But they sure like to PRETEND they do don't they? Monday Morning Quarterbacks, the lot of 'em, especially when there's someone/something they can crucify. 

Glad you guys are okay. My heart goes out to the families and military personnel involved. Christmas will never be the same for any of them again.


----------



## John McGuyer (Jan 2, 2008)

I don't remember the specifics, but isn't the F-18 a 'fly by wire' airplane? If so, once the power is off, the pilot is there for the ride. He has no control. 

John


----------



## work4fil (Jan 4, 2008)

Immediately after I read this thread, I went over to LiveLeak.com to see if they had posted a video. Sure enough there is about three and a half minutes of footage shoing the fire fighters on scene. Very sad.


----------



## Ray Dunakin (Jan 6, 2008)

If anyone's interested, I've posted the few pics I shot today at the crash site: 

http://www.raydunakin.com/Site/FA18_Crash.html 

Coming at it from the east end of the street, I couldn't see the worst of it, which is just as well.


----------



## Torby (Jan 2, 2008)

http://www.raydunakin.com/Site/FA18_Crash.html

Terrible accident.


----------



## jlinde (Jan 2, 2008)

This was an awful tragedy impacting numerous people.


----------



## vsmith (Jan 2, 2008)

Posted By Dwight Ennis on 12/08/2008 8:25 PM
demonstrating once again, they know NOTHING about the military...or it's equipment...or it's procedures...
But they sure like to PRETEND they do don't they? Monday Morning Quarterbacks, the lot of 'em, especially when there's someone/something they can crucify. 
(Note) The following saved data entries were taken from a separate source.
PR #627, opened 2026-07-25
Reach your phone from the app: restore the GUI pairing path, and name what you pair

openwong2kim:
The app's `web` popover offered two ways to serve panes and neither could pair a phone.

`#616` gated device credentials on a loopback bind — a device secret never expires, so it is not handed across plain HTTP. But `WebStartArgs` only carried `allowInput` and `expose`, and the TLS front is fed by `allowedHosts`, which only the CLI could set. So the GUI's choices were loopback (an address meaningless on a phone) or expose (reaches the phone, then answers `403 insecure-transport` at redemption).

The popover advertised a fresh pairing code every ten seconds in exactly that state, because `ensurePairCode` never consulted the refusal. You read six characters onto a phone and learned it was hopeless at the last step.

## What changed

**The tailnet transport is reachable from the app.** The main process now runs the same ordered sequence `wmux web --tailscale` runs and hands the daemon the resulting `allowedHosts`. `tailscale` stops at the main process — it owns the serve registration — so it is an IPC field, not an RPC one.

**That sequence lives in one place now.** It used to sit bare inside `handleWeb`, where only the CLI could reach it. The steps a second copy drops are the two rollbacks, the ones that only run on failure paths nobody exercises by hand: a serve registered in front of a server that then failed to start is a permanent 502, and a stop that removes the front before confirming the server is gone takes the front door off a running server. `startWebTransport` / `stopWebTransport` own the ordering and take the server start/stop as a callback, so a caller cannot forget the cleanup.

**Refusals are shown instead of a code.** `status` reports `pairRefusal: { reason, detail }` and withholds `pairCode` when it fires. The reason is what the UI switches on; the detail is operator prose for logs. It mirrors the shape `/api/pair` already answers a refused redemption with.

**A vanished front is caught before a human uses it.** The daemon replays a persisted `allowedHosts` across a restart and cannot tell the serve behind it is gone. Verification runs on deliberate moments — popover open, toggle on, new code — and never on the 10s poll, which would spawn Tailscale six times a minute for a fact that changes only when someone acts.

**Devices are named before they are paired.** The daemon already required this; the GUI simply never called `pairStart`, showing the nameless code `start()` mints instead. The live roster here was five "Unnamed device" rows out of eight. The name is taken on the desktop, where there is a keyboard.

## Verification

Dogfooded end to end on a real tailnet from a packaged build: `/pair` answers 200, a wrong code is refused with the attempt budget decremented, a correct one mints a device credential, that credential lists sessions, and reusing the code reports expired. A phone paired successfully, and the roster now carries its name.

`tsc --noEmit` clean; 455 tests across the touched suites.

Two things worth reviewing closely:

- The front check is gated on `allowedHosts` being non-empty rather than on the `tailscale` flag. The first version used the flag and dogfooding caught it immediately: a `web-state.json` written before that field existed replays its hosts and parses as `tailscale: false`, so the dead address sailed straight past the check. There is a regression test for that exact shape.
- `registerWebHandlers` takes an exec seam. Writing the tailnet test without one registered a real `tailscale serve` on my machine, pointing at a port nothing was listening on.

## Not in this PR

Tailscale onboarding for users who do not have it installed — the feature is a quiet no-op for them today, which is worth fixing but is its own change. QR pairing is stacked on top of this branch.

## Summary by CodeRabbit

* **New Features**
  * Added Tailnet HTTPS transport mode, including front verification during status refresh.
  * Pairing improvements: name-first pairing and “pairing as …” support.
* **Bug Fixes**
  * Clear pairing refusal when pairing isn’t possible (e.g., insecure transport or missing front).
  * Prevent stale HTTPS/allowed-host info from persisting after the front disappears.
  * Improved rollback behavior when starting transport fails.
  * Persist Tailnet transport preference across restarts.
* **Documentation**
  * Updated the changelog with the above behavior changes.
* **Tests**
  * Expanded coverage for transport start/stop sequencing and UI pairing states.


openwong2kim:
@codex review

openwong2kim:
[wmux-hermes]
This PR restores the GUI web popover's ability to pair a phone, which was previously broken because the two transports it offered — loopback (unreachable from a phone) and network-expose over plain HTTP (refused for pairing since a device credential never expires) — could never redeem a code, even though the popover advertised a fresh one every ten seconds in exactly that state. It adds an "HTTPS over my tailnet" option to the popover that registers the same `tailscale serve` front the CLI uses, extracts the start/stop ordering (register front before server start, read port before stop, only remove our own serve config, roll back on failure) into shared `startWebTransport`/`stopWebTransport` functions so the CLI and GUI run an identical sequence, and surfaces a `pairRefusal` state that explains why pairing cannot succeed instead of showing a code that would only be answered with a 403. The PR additionally requires naming a device before minting its code, addressing a roster that was filling with indistinguishable "Unnamed device" entries; verifies a persisted tailnet front still exists at deliberate moments (popover open, toggle on, code mint) rather than on the background 10-second poll; and enforces mutual exclusivity between the tailnet and expose transports. The diff spans the CLI web command and tailscale module, the daemon web server and state store, the main-process web handler, the preload bridge, the shared web types/constants, and the renderer popover with comprehensive tests for ordering regressions and refusal rendering.

openwong2kim:
All three addressed in `492a0ba0`.

**CLI transport flag** — correct, and it was the worse half of the bug I had already fixed on the GUI side. `wmux web --tailscale` is where a phone actually gets paired from, so persisting `tailscale: false` there meant the restart-drops-you-to-loopback case survived in the more common path. Forwarded now.

**`error` reuse** — right, and chasing it turned up something worse: the pairStart failure was rendered nowhere. A refused mint left the panel looking untouched, with no code and no reason. It has its own `pairStartError` field now (always alongside `running: true`, so the offline check stays honest) and the popover shows it.

**Vacuous assert** — correct. I went further than the suggested string swap: asserting `not.toContain('482913')` against a fixture that blanks `pairCode` would still only prove a missing code renders nothing. The case now keeps the code LIVE and asserts the refusal hides it, which is the actual invariant — `start()` always mints a code, so a plaintext-bound server is always in exactly that state.

tsc clean, 459 tests across the touched suites.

Glad you guys are okay. My heart goes out to the families and military personnel involved. Christmas will never be the same for any of them again.











Like I said, get ready for a Force 5 S**t Storm during the inquiry. Doesnt matter to the lawyers whether or not the pilot did all they could, and now that we are getting more info it seams like he did all he could. Also get ready for the inevitable calls to close the base, I can just see that coming as well.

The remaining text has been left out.